Supplied material Block Start

PR #501, opened 2019-08-09
feat (clojure support) clojure support through leiningen

zlav:
This PR adds support for Clojure by shelling out to leiningen and reading `project.clj` files. 

Fallbacks: We first attempt to run `lein deps :tree` and then if that fails we parse a `project.clj` file.

I have left comments explaining less obvious or unintuitive parts of the code. Please refer to the test files to understand the parsing logic.

File Parsing:
This part is a little bit confusing, looking at the test example provides a very good insight into the design decision and what `brackets` does (It checks if we are in a deps block and then if we are in an individual deps block).


testing/helpers/helpers.go
```diff
@@ -60,3 +62,19 @@ func AssertPackageImport(t *testing.T, imports pkg.Imports, name, revision strin
...
+				if module.BuildTarget == target {
+					if module.Dir == directory {
+						return
+					}
+				}
+			}
+		}
+
+	}
+	assert.Fail(t, fmt.Sprintf("missing module `name: %s, type: %s, dir: %s, target: %s, in modules: %s", name, modType, directory, target, modules))
```
golangcibot: printf: Sprintf format %s has arg modules of wrong type []github.com/fossas/fossa-cli/module.Module (from `govet`)

errors/errors.go
```diff
@@ -68,13 +68,13 @@ func (e *Error) Error() string {
 	message = e.Message
 	if message == "" {
 		switch e.Type {
+		case NotImplemented:
```
zlav: This prevents the other error types from falling back to the notimplemented error. This was a bug from the errors PR.

analyzers/clojure/clojure.go
```diff
@@ -0,0 +1,126 @@
...
+	if err == nil && len(dependencies.Direct) > 0 {
+		return dependencies, nil
+	}
+	log.Warnf("FALLING BACK to parse clojure project file.\nLeiningen analysis could not be run, address the following error for more accurate results:\n%s", err.Troubleshooting)
+	log.Debug(err.Error())
+
+	// 3. Parse `project.clj` as best as we can.
+	// https://github.com/technomancy/leiningen/blob/master/sample.project.clj
+	dependencies, err = leiningen.ProjectFileDependencies(a.Module.Dir, a.Module.BuildTarget)
+	if err == nil {
```
zlav: The reason I do if err == nil is because it is more descriptive of the fallback process. It also makes adding another fallback method friendlier.

buildtools/leiningen/leiningen.go
```diff
@@ -0,0 +1,224 @@
...
+	Version    string `xml:"version"`
+}
+
+// id returns a maven locator from dependency information.
+func (d Dependency) id() string {
+	return d.GroupID + ":" + d.ArtifactID
+}
+
+// Shell implements Output and uses Cmd to generate the DependencyGraph.
+type Shell struct {
```
cnr: This feels like something that would be useful elsewhere, along with `ShellOutput`, to make behavior more uniform across analyzers

analyzers/clojure/clojure.go
```diff
@@ -0,0 +1,126 @@
...
+		return leiningen.ProjectFileDependencies(a.Module.Dir, a.Module.BuildTarget)
+	}
+
+	// 2. Use the lein command to find a dependency graph.
+	// https://cljdoc.org/d/leiningen/leiningen/2.9.1/api/leiningen.deps
+	dependencies, err := a.Lein.DependencyGraph(a.Module.BuildTarget)
+	if err == nil && len(dependencies.Direct) > 0 {
+		return dependencies, nil
+	}
+	log.Warnf("FALLING BACK to parse clojure project file.\nLeiningen analysis could not be run, address the following error for more accurate results:\n%s", err.Troubleshooting)
```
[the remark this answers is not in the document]
zlav: Agreed, it would be nice if this was a method in the error's package.

PR #504, opened 2019-08-14
feat (golang fallbacks) break go strategies down and fallback easier

zlav:
This PR adds support for cascading fallbacks in the go analyzer. It also breaks out the primary method of go analysis into its own file. As a result of adding fallbacks we also now have support for distinct strategies such as `dep` and `gomodules`.

Changes are pretty straightforward.
Fallbacks currently supported
- `go list`
- `gomodules`
- `dep`

During this PR I found that the code which handles running `go list` and comparing that information to the analyzer is so complex that it does not make sense to break it out into its own build tool today. I think we should do that down the road but due to the lack of testing, I am comfortable breaking it down into its own function.

Testing: This would require us to mock the go command which has been discussed offline and is not worth the time right now.

### DIFF
--- a/analyzers/golang/analyze.go
+++ b/analyzers/golang/analyze.go
@@ -39,7 +39,7 @@ func (a *Analyzer) Analyze() (graph.Deps, error) {
 		}
 		return dep.ManifestGraph("")
 	case "list":
-		return ListResolution(a)
+		return ListLockfileResolution(a)
 	}
 
 	// 2. Run `go list` and resolve using the lockfile.
--- a/analyzers/golang/analyze.go
+++ b/analyzers/golang/analyze.go
@@ -1,6 +1,8 @@
 package golang
 
 import (
+	"path/filepath"
+
 	"github.com/apex/log"
 
 	"github.com/fossas/fossa-cli/analyzers/golang/resolver"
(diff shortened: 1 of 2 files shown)


analyzers/golang/analyze.go
```diff
@@ -13,16 +15,86 @@ import (
...
+		depGraph, err := dep.ManifestGraph("")
+		if returnGraph(filepath.Join(a.Module.Dir, "Gopkg.toml"), err, len(depGraph.Direct)) {
+			return depGraph, nil
+		}
+	}
+
+	return graph.Deps{}, err
+}
+
+func returnGraph(file string, err error, dependencyCount int) bool {
```
zlav: @cnr I have found myself writing this function a lot. Lets somehow make it possible to only write this once in V2.

analyzers/golang/analyze.go
```diff
@@ -90,11 +162,6 @@ func (a *Analyzer) Analyze() (graph.Deps, error) {
 			return graph.Deps{}, err
 		}
 
-	// Resolve revisions by traversing the local $GOPATH and calling the package's
```
zlav: Removed because the code is listed as not implemented and we don't plan on implementing this.

analyzers/golang/analyze.go
cnr: agreed 👌

docs/integrations/golang.md
```diff
@@ -81,7 +81,10 @@ Predefined build tags:
 #### `strategy: <string>`
 
 Manually specify the golang package manager being used. If this option is set, it is recommended [lockfile](#LockfilePath:-<string>) and [manifest](#ManifestPath:-<string>) be set as well. A list of supported strategies is as follows:
-- ```manifest:gomodules, manifest:dep, manifest:gdm, manifest:glide, manifest:godep, manifest:govendor, manifest:vndr, gopath-vcs```
```
cnr: These are still valid strategies -- though I think I agree with removing them from the docs

PR #510, opened 2019-08-20
improve error messages when running commands

BurntSushi:
This PR attempts to make some failure modes in `fossa` a bit better. Specifically, we were running into an issue where `fossa` would report  only this error:

```
FATAL Could not analyze: could not run go list:  (exit status 1)
```

It wasn't quite clear, as a user, how to go about resolving this. This PR reflects the patch I added to `fossa` in order to diagnose the error. (In my case, it turned out to be a repository that had been removed, and `go list -json a/b/c` was failing because an underlying `git fetch` command was failing.) Specifically, this adds the command that was run to the error message, and also fixes a bug that was preventing `fossa`'s internal command helpers from correctly capturing stderr. The latter comes with a regression test.

### DIFF
--- a/buildtools/gocmd/go.go
+++ b/buildtools/gocmd/go.go
@@ -4,6 +4,7 @@ package gocmd
 
 import (
 	"encoding/json"
+	"fmt"
 	"strings"
 
 	"github.com/fossas/fossa-cli/errors"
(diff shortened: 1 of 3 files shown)


buildtools/gocmd/go.go
```diff
@@ -75,18 +75,25 @@ func (g *Go) List(pkgs, flags []string, vendor bool) ([]Package, error) {
...
+	}
+	stdout, stderr, err := exec.Run(cmd)
 	if err != nil && stdout == "" {
 		if strings.Contains(stderr, "build constraints exclude all Go files") {
 			// TODO: add better documentation around this error, and rename it to be
 			// more useful.
 			return nil, errors.New("bad OS/architecture target")
 		}
-		return nil, errors.Errorf("could not run go list: %s (%s)", strings.TrimSpace(stderr), err)
+		return nil, errors.Errorf(
```
zlav:
```suggestion
		return nil, &errors.Error{
			Cause: err,
			Type:  errors.Exec,
			Troubleshooting: fmt.Sprintf("Fossa could not run command `%v` in directory `%s`. Ensure that golang is installed and try running this command on your own.\nstdout: %s\nstderr: %s",
				append([]string{cmd.Name}, cmd.Argv...), cmd.Dir, stdout, strings.TrimSpace(stderr)),
			Link: "https://github.com/fossas/fossa-cli/blob/master/docs/integrations/golang.md#analysis",
		}
```
Feel free to edit this message as you see fit. We just introduced an improved errors package so that we can avoid this exact situation in the future and would like to use it wherever we can.

zlav:
This PR looks great! Thank you for also addressing the issue with `stderr` and for including tests. I added a comment about using our newly created errors package and once that change has been made this should be good to merge.

buildtools/gocmd/go.go
BurntSushi: Ah great! I just pushed this change. I pretty much used your exact suggestion with one tweak: I left `stdout` out of the message since this error is only triggered when `stdout` is empty.

zlav: Good call, thanks!

PR #520, opened 2019-08-23
feat (rpm scanning) support for system level and individual rpms.

### LINKED ISSUE #342: Runtime Dependency Checking
**Is your feature request related to a problem? Please describe.**
In some of our projects we are making use of Cgo. This bring in several runtime dependencies that must be met in order for the binary to be run. Currently, `fossa` isn't able to find these dependencies.

Providing runtime dependencies is solved by specifying packages that we depend on in our DEB/RPM packaging. While the dependencies are dynamically linked at runtime, we still need to understand the licenses of these dependencies.

**Describe the solution you'd like**
Support scanning of `debian/control` files and/or RPM `spec` files.
License information is available in via a dependencies [copyright file](https://www.debian.org/doc/packaging-manuals/copyright-format/1.0/) or via `rpm -q $dep --queryformat '%{license}'`

**Describe alternatives you've considered**
Using `ldd` to resolve dynamically linked dependencies from a binary.
This wouldn't require knowledge of packaging *but* would require a way to query a license of a shared object file.

Using `nm` to resolve statically linked dependencies (if symbols haven't been stripped) from a binary.
You'd need a mechanism to resolve from symbols -> library -> license

**Additional context**
This solution will work for any binaries complied for Linux that have runtime dependencies.
It obviously won't work for:
 - Windows
 - Statically linked dependencies

zlav:
Closes #342 

This PR adds an RPM analyzer which finds all system-level RPMs, uploads them, and associates their project with them.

Supplied material Block End

■ **About this task**
Determine how many lines of the records above contain the word "strings", and report only that number.

■ **Result of this exercise**
4